In 1990’s around 1400 MB
of data was the maximum and had a transfer speed of 4.4 MB/s, i.e. It
would take around 311 sec or almost 5 minutes to transfer data. 20 years later,
one terabyte drives are the norm, but the transfer speed is around 100 MB/S. Time
required to read the whole disk is (1*1024*1024/(100*60*60)) = 2.9 hours.
The obvious way to
reduce the time is to read from multiple disks at once. Imagine if we had
100 drives, each holding one hundredth of the data.
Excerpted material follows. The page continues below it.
PR #3514, opened 2021-10-05
[ufw] Insert or delete biased when deletion enabled - as for append or delete.

greg-a-atkinson:
##### SUMMARY
UFW's rule commands `delete` and `insert` are mutually exclusive. Specifying both insert and delete in a `community.general.ufw` task results in a syntax error. It is proposed, if instead a task containing both insert and delete parameters is biased for deletion when deletion is enabled, then the `insert-or-delete` pattern would operate like the `append-or-delete` pattern does currently, rather than failing with a syntax error.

Working in parallel, we
could read the data in under two minutes. ==>2.9*100/60 .The
first problem to solve is hardware failure: as soon as you start using many
pieces of hardware, the chance that one will fail is fairly high. A common way
of avoiding data loss is through replication: redundant copies of the data are
kept by the system so that in the event of failure, there is another copy
available. This is how RAID works, for instance, although Hadoop’s file
system, the Hadoop Distributed File system (HDFS), takes a slightly different
approach.
The second problem is
that most analysis tasks need to be able to combine the data in some way;
data read from one disk may need to be combined with the data from any of
the other 99 disks. Hadoop provides: a reliable shared storage and analysis system.
The storage is provided by HDFS and analysis by Map Reduce.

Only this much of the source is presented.